Without a single alteration, write the listing out again.
※
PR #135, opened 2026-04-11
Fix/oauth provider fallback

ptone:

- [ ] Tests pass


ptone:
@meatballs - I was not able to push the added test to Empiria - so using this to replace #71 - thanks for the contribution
※
* Result for this exercise
PR #135, opened 2026-04-11
Fix/oauth provider fallback

ptone:

- [ ] Tests pass


ptone:
@meatballs - I was not able to push the added test to Empiria - so using this to replace #71 - thanks for the contribution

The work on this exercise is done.